PR #260, opened 2016-09-28
CB-10078 fixed by refreshing cached userAgent on version bump

kerrishotts:
Adds app version to the list of items that invalidates the cached user agent.


shazron:
LGTM 👍

PR #261, opened 2016-10-05
Print a warning if system ruby is not in use

dpogue:
This should give people some indication as to why xcodebuild export sometimes fails with errors that make no sense.

/cc @shazron


shazron:
Strange Travis CI failure. I can't see what's wrong. Can you close and re-open this PR to trigger a new build, perhaps its a one-off issue.

shazron:
Pulling this in.

PR #269, opened 2016-10-12
CB-12002 - Support LSApplicationQueriesSchemes

dpogue:
⚠️ Depends on https://github.com/apache/cordova-lib/pull/502
### Platforms affected

iOS
### What does this PR do?

Adds support for parsing `<allow-intent>` tags in config.xml and creating a list of allowed schemes to be written as `LSApplicationQueriesSchemes` in the Info.plist.

For more info about LSApplicationQueriesSchemes, see https://developer.apple.com/library/content/documentation/General/Reference/InfoPlistKeyReference/Articles/LaunchServicesKeys.html#//apple_ref/doc/uid/TP40009250-SW14

Added spec test.
### Checklist
- [x] Reported an issue in the JIRA database: [CB-12002](https://issues.apache.org/jira/browse/CB-12002)
- [x] Commit message follows the format.


shazron:
The dependent changes will be in the cordova-common 1.5.1 release, and will be integrated as soon as it is released.

shazron:
@dpogue Can you rebase? cordova-common 1.5.1 is in the repo now

jcesarmobile:
I commented this on the issue

> LSApplicationQueriesSchemes is only needed for canOpenURL, but we use openURL without querying if it can be opened first. That opened the apps if they were on the allow-intent (worked on iOS 9 and earlier, but didn't test on iOS 10)

shazron:
Yeah looks like openURL does not need the key: https://developer.apple.com/reference/uikit/uiapplication/1622952-canopenurl
(see last paragraph -- it has a typo, UIDefaultLaunchStoryboard should be LSApplicationQueriesSchemes

dpogue:
hmm, I think in our case we were trying to use canOpenURL to see if a partner app was able to launch and redirect to the store otherwise.  This also came up in the Slack channel recently, and was mentioned in some Github threads on notification plugins trying to launch mailto links.

shazron:
So if they use `canOpenURL` they need this, but if they just use `openURL`, like our whitelist system, we don't. Therefore I believe our whitelist system with `<allow-intent>` does not need these keys.

jcesarmobile:
We where using canOpenURL on inAppBrowser plugin, but I removed it to fix CB-11178 as we weren't really sending any response to the user if canOpenURL was false.

I don't think it's a good idea to add all the allow-intent schemes into the LSApplicationQueriesSchemes, as not all are needed to be there (as http or https), also, the PR doesn't handle the case of a duplicate scheme, as you can put multiple urls starting by http in allow intent tags and this will add http protocol multiple times.

As we are going to allow to write into the info.plist from the config.xml soon, and we don't use canOpenURL on cordova-ios, I don't think this should be merged.

shazron:
eslint errors.

shazron:
Please check the "Allow Edits from Maintainers" checkbox on this pull request.

dpogue:
It is checked already :\ I can try toggling it off and back on?

shazron:
oh? i don't see it, maybe I don't have karma -- weird, I thought we get those already.

shazron:
Oh I see "Add more commits by pushing to the allow-intent branch on dpogue/cordova-ios" maybe thats it

shazron:
Reviewing PRs for new cordova-ios release. @dpogue @jcesarmobile -- not sure what the status of this is.

dpogue:
I believe (but have not confirmed) that it is possible to use `<edit-config>` to do this now, so this PR would not be strictly necessary

jcesarmobile:
I confirm the edit-config tag allows to add the LSApplicationQueriesSchemes, so I'm -1 on merging this

PR #270, opened 2016-10-28
input file occurs error:[Creating an image format with an unknown type is an error]

puny-d:
I have found the input[type='file'] can't get image on ios 10 with cordova.

there is an error on Xcode: Creating an image format with an unknown type is an error.


jcesarmobile:
Hi.
You have created a Pull Request, can you close it?
This is not the way of reporting issues, you can report issues on http://issues.cordova.io/
I have seen that message too, but it looks like a warning, the image is selected anyway (at least on iOS 10.1), but the image is upside down.
Anyway, the input type file is managed by the webview itself, not by Cordova, we can't change it's behaviour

=======

_TASK DIRECTIONS:_ How many lines of the entries contain "unknown"? Answer with a number alone.

_EXERCISE RESULT:_ 2